15. In the present case, the District Forum and the State Commission, upon detailed appreciation of the evidence, have concurrently held that the OP insurer failed to establish that the insured had knowledge of any pre-existing disease or that there was deliberate and material suppression at the time of submitting the proposal form by leading credible evidence. The medical records relied upon by the OPs, though indicative of illness at a later stage, were found insufficient by the fora below to prove conscious suppression of material facts as on the date of proposal. These are findings of fact based on evidence on record.

16. The scope of revisional jurisdiction under Section 21(b) of the Consumer Protection Act, 1986 is extremely limited. As held by the Hon'ble Supreme Court in Rubi (Chandra) Dutta v. United India Insurance Co. Ltd., (2011) 11 SCC 269Sunil Kumar Maity v. SBI (Civil Appeal No. 432 of 2022), and Rajiv Shukla v. Gold Rush Sales and Services Ltd., (2022) 9 SCC 31, this Commission cannot interfere with concurrent findings of fact unless the same are shown to be perverse or suffering from jurisdictional error or material irregularity.

17. In view of the foregoing discussion, we hold that the OPs failed to establish any material suppression or misrepresentation on the part of the deceased life assured so as to justify repudiation of the death claim.

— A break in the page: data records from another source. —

Issue #343, opened 2018-01-18
Slack: When unthreading messages, quote previous message


patcon:
Currently, when two Slack teams are connected, threaded message responses are unthreaded into regular messages. This results in lost context.

**I wonder whether we could use quotes in messages to give these messages more context.** I'm unclear if this would be simple to do, or if it would require extra calls to slack API.

This quote could be either the original message of thread, or the one just prior. (The original message might make more sense, and would be possible to CTRL+F through logs and find all the responses.)

This would be particularly useful for responses to older messagemiis, for which unthreading is quite confusing.

Currently, mitigating this issue is only possible with social conventions that are hard to enforce: for example, 1) people avoiding threading, or 2) being explicit about which message you're responding to. That isn't ideal :)

42wim:
Looked into it, would need lots of changes, extra state keeping. 
This is nothing that can/will be added short-term

patcon:
Thanks for investigating :)

Just to bump a half-formed idea in here -- what if:

1. there was a flag that would cause slack messages to do lookups in the ring cache for original messages on thread replies
    - successful lookup would cause slack messages to be prefixed with

      ```
      > The first ten words of the original thread message so...

      The unthreaded message that currently gets relayed on its own.
      ```
2. as is currently possible, ring cache buffer could be bumped with a protocol-level config for `Buffer=<big number>` in the toml

Would this be a possible path forward, when the time comes. The slight but of context would very helpfully hint the reader to the originated message, and they could use built-in search of the backscrool if they don't recall the rest :)

42wim:
Well, the ring cache is only used by the api bridge.
The other cache doesn't keep messages text, only IDs. 
Extending it to keep messages could be possible though.

42wim:
Has been fixed by supporting threading in slack I guess?

patcon:
This was to avoid confusion when cache is lost and unthreads, but fine to close, since I'm not working on it right now :)

PR #529, opened 2018-10-27
Opportunistically preserve threading between Slack instances

patcon:
Even with clear documentation and encouragement of work-arounds, unthreading of messages between slacks leads to confusion and misunderstanding.

Would be great to preserve threading between Slack instances, when possible. Presumably this would be when the parent message is still in cache.

- Clear documentation
- https://github.com/42wim/matterbridge/issues/343

**Additional context**
Downside: There would be inconsistency: sometimes a channel-level message would have originated as a channel-level message, but sometimes it would be a thread-level message where there wasn't enough detail in cache to rethread. And the oldest replies (not in cache) would be the most common to unthread, which are the ones most likely to cause confusion anyhow,

### DIFF
--- a/bridge/slack/slack.go
+++ b/bridge/slack/slack.go
@@ -310,7 +310,7 @@ func (b *Bslack) prepareMessageParameters(msg *config.Message) *slack.PostMessag
 	params.Username = msg.Username
 	params.LinkNames = 1 // replace mentions
 	params.IconURL = config.GetIconURL(msg, b.GetString(iconURLConfig))
-	params.ThreadTimestamp = msg.ThreadTs
+	params.ThreadTimestamp = msg.ParentID
 	if msg.Avatar != "" {
 		params.IconURL = msg.Avatar
 	}
--- a/bridge/slack/slack.go
+++ b/bridge/slack/slack.go
@@ -310,6 +310,7 @@ func (b *Bslack) prepareMessageParameters(msg *config.Message) *slack.PostMessag
 	params.Username = msg.Username
 	params.LinkNames = 1 // replace mentions
 	params.IconURL = config.GetIconURL(msg, b.GetString(iconURLConfig))
+	params.ThreadTimestamp = msg.ThreadTs
 	if msg.Avatar != "" {
 		params.IconURL = msg.Avatar
 	}
--- a/bridge/slack/slack.go
+++ b/bridge/slack/slack.go
@@ -312,10 +312,7 @@ func (b *Bslack) prepareMessageParameters(msg *config.Message) *slack.PostMessag
 	params.IconURL = config.GetIconURL(msg, b.GetString(iconURLConfig))
 	msgFields := strings.Fields(msg.ParentID)
 	if len(msgFields) >= 2 {
-		msgProtocol, msgID := msgFields[0], msgFields[1]
-		if msgProtocol == "slack" {
-			params.ThreadTimestamp = msgID
-		}
+		params.ThreadTimestamp = msgFields[1]
 	}
 	if msg.Avatar != "" {
 		params.IconURL = msg.Avatar
--- a/bridge/slack/slack.go
+++ b/bridge/slack/slack.go
@@ -310,7 +310,13 @@ func (b *Bslack) prepareMessageParameters(msg *config.Message) *slack.PostMessag
 	params.Username = msg.Username
 	params.LinkNames = 1 // replace mentions
 	params.IconURL = config.GetIconURL(msg, b.GetString(iconURLConfig))
-	params.ThreadTimestamp = msg.ParentID
+	msgFields := strings.Fields(msg.ParentID)
+	if len(msgFields) >= 2 {
+		msgProtocol, msgID := msgFields[0], msgFields[1]
+		if msgProtocol == "slack" {
+			params.ThreadTimestamp = msgID
+		}
+	}
 	if msg.Avatar != "" {
 		params.IconURL = msg.Avatar
 	}
--- a/gateway/gateway.go
+++ b/gateway/gateway.go
@@ -312,11 +312,9 @@ func (gw *Gateway) handleMessage(msg config.Message, dest *bridge.Bridge) []*BrM
 			msg.Channel = originchannel
 		}
 
-		if canonicalParentMsgID != "" {
-			msg.ParentID =  gw.getDestMsgID(canonicalParentMsgID, dest, channel)
-			if msg.ParentID == "" {
-			   msg.ParentID = canonicalParentMsgID
-			}
+		msg.ParentID =  gw.getDestMsgID(canonicalParentMsgID, dest, channel)
+		if msg.ParentID == "" {
+		   msg.ParentID = canonicalParentMsgID
 		}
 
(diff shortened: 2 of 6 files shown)


patcon:
Confirmed that's it's messages without attachments that give the error on mobile. This was masked for me since all our translations have attachments with the original text. Hmm....

patcon:
Sent a support request for feedback@slack.com (will post any reply)

gateway/gateway.go
```diff
@@ -276,10 +305,31 @@ func (gw *Gateway) handleMessage(msg config.Message, dest *bridge.Bridge) []*BrM
...
+					// for people that reuse the same bridge multiple times. see #342
+					if dest.Protocol == id.br.Protocol && dest.Name == id.br.Name && channel.ID == id.ChannelID {
+						parentMsgID = IDs[i].ID
+						break
+					}
+				}
+				if parentMsgID == "" {
+					parentMsgID = canonicalParentMsgID
+				}
+				msg.ParentID = strings.Fields(parentMsgID)[1]
```
42wim: Is bridge specific, split should be inside slack (see above comment)

bridge/slack/slack.go
```diff
@@ -310,6 +310,7 @@ func (b *Bslack) prepareMessageParameters(msg *config.Message) *slack.PostMessag
 	params.Username = msg.Username
 	params.LinkNames = 1 // replace mentions
 	params.IconURL = config.GetIconURL(msg, b.GetString(iconURLConfig))
+	params.ThreadTimestamp = msg.ParentID
```
42wim: Do the split here
```
params.ThreadTimestamp = strings.Fields(msg.ParentID)[1]
```

gateway/gateway.go
```diff
@@ -276,10 +305,31 @@ func (gw *Gateway) handleMessage(msg config.Message, dest *bridge.Bridge) []*BrM
 		if dest.Protocol == "api" {
 			msg.Channel = originchannel
 		}
+
+		if canonicalParentMsgID != "" {
+			parentMsgID := ""
+			if res, ok := gw.Messages.Get(canonicalParentMsgID); ok {
```
42wim: This is code duplication, better to create a new function eg `getDestMsgID` which can also replace the code on line 265
```
msg.ParentID = getDestMsgID(dest.Name,dest.Protocol,channel.ID,canonicalParentMsgID)
if msg.ParentID == "" {
   msg.ParentID = canonicalParentMsgID
}
```

```
func getDestMsgID(name string, protocol string, channelID string, origID string) string {
	if res, ok := gw.Messages.Get(origmsg.ID); ok {
		IDs := res.([]*BrMsgID)
		for _, id := range IDs {
			// check protocol, bridge name and channelname
			// for people that reuse the same bridge multiple times. see #342
			if protocol == id.br.Protocol && name == id.br.Name && channelID == id.ChannelID {
				return id.ID
			}
		}
	}
	return ""
}
```

patcon:
Re: slack bug. heard back from Slack within 12 hours, and they seem very interested in resolving this. I dropped the ball with my lack of reply, but will today send them the details they asked for

gateway/gateway.go
```diff
@@ -258,28 +298,32 @@ func (gw *Gateway) handleMessage(msg config.Message, dest *bridge.Bridge) []*BrM
...
-			IDs := res.([]*BrMsgID)
-			for _, id := range IDs {
-				// check protocol, bridge name and channelname
-				// for people that reuse the same bridge multiple times. see #342
-				if dest.Protocol == id.br.Protocol && dest.Name == id.br.Name && channel.ID == id.ChannelID {
-					msg.ID = id.ID
-				}
-			}
-		}
+		msg.ParentID = ""
```
42wim:
```suggestion
		msg.ParentID = gw.getDestMsgID(canonicalParentMsgID, dest, channel)
```
If canonicalParentMsgID is empty, msg.ParentID will be empty, otherwise it will be set

gateway/gateway.go
```diff
@@ -258,28 +298,32 @@ func (gw *Gateway) handleMessage(msg config.Message, dest *bridge.Bridge) []*BrM
...
 			msg.Channel = originchannel
 		}
+
+		if canonicalParentMsgID != "" {
+			msg.ParentID =  gw.getDestMsgID(canonicalParentMsgID, dest, channel)
+			if msg.ParentID == "" {
+			   msg.ParentID = canonicalParentMsgID
+			}
+		}
+
```
42wim: As in my suggestion above, msg.ParentID will be empty or have the correct id, so above can be changed to

```
if msg.ParentID == "" {
      msg.ParentID = canonicalParentMsgID
}
```

bridge/slack/slack.go
```diff
@@ -310,6 +310,13 @@ func (b *Bslack) prepareMessageParameters(msg *config.Message) *slack.PostMessag
 	params.Username = msg.Username
 	params.LinkNames = 1 // replace mentions
 	params.IconURL = config.GetIconURL(msg, b.GetString(iconURLConfig))
+	msgFields := strings.Fields(msg.ParentID)
+	if len(msgFields) >= 2 {
+		msgProtocol, msgID := msgFields[0], msgFields[1]
+		if msgProtocol == "slack" {
+			params.ThreadTimestamp = msgID
+		}
+	}
```
42wim: You can just do  (like you had in your original code), no need to doublecheck here, we should only be getting valid input.
```
params.ThreadTimestamp = msgFields[1]
```

gateway/gateway.go
```diff
@@ -303,7 +303,7 @@ func (gw *Gateway) handleMessage(msg config.Message, dest *bridge.Bridge) []*BrM
 		msg.Avatar = gw.modifyAvatar(origmsg, dest)
 		msg.Username = gw.modifyUsername(origmsg, dest)
 		msg.ID = ""
-		msg.ParentID = ""
```
patcon: Wait, I accepted this, but I'm pretty sure this needs to be "reset" to empty each time, or it persists between for gateways that have more than two bridges. Or is there something I'm missing?

bridge/slack/slack.go
patcon: that was failing, I assumed because some messages are coming through without an ID set in this way

patcon: And if there's an incorrect parentID, it doesn't just post to main channel, but loses the message completely. So resetting to "" at the start is important

patcon:
Ok, I was mistaken with some of my comments (sorry), and ended up taking all your suggestions into account. Let me know if you notice anything else

patcon:
And just so it's not lost in the shuffle, this commit is a significant one that we might want to cherry-pick into another PR: https://github.com/42wim/matterbridge/pull/529/commits/588f04fd01ea4daf44b984734760434b442f7218 (didn't mean to sneak it in, just wanted to get threading working on mobile before merge)

42wim:
As said in the other issue, I'm not going to merge 588f04fd01ea4daf44b984734760434b442f7218 wrt removing callback_id.
Could you please remove that commit from this PR ?

patcon:
Done and done :)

The concurrent findings recorded by the District Forum in C.C. No.35/2915 dated 03.08.2016 and affirmed by the State Commission in F.A. No.529/2016 dated 22.10.2019 are based on proper appreciation of evidence and do not suffer from any illegality, perversity, or material irregularity. The Revision Petition No.176 of 2020 is accordingly dismissed.

18. In the facts and circumstances of the case, there shall be no order as to costs.

19. All pending applications, if any, stand disposed of accordingly.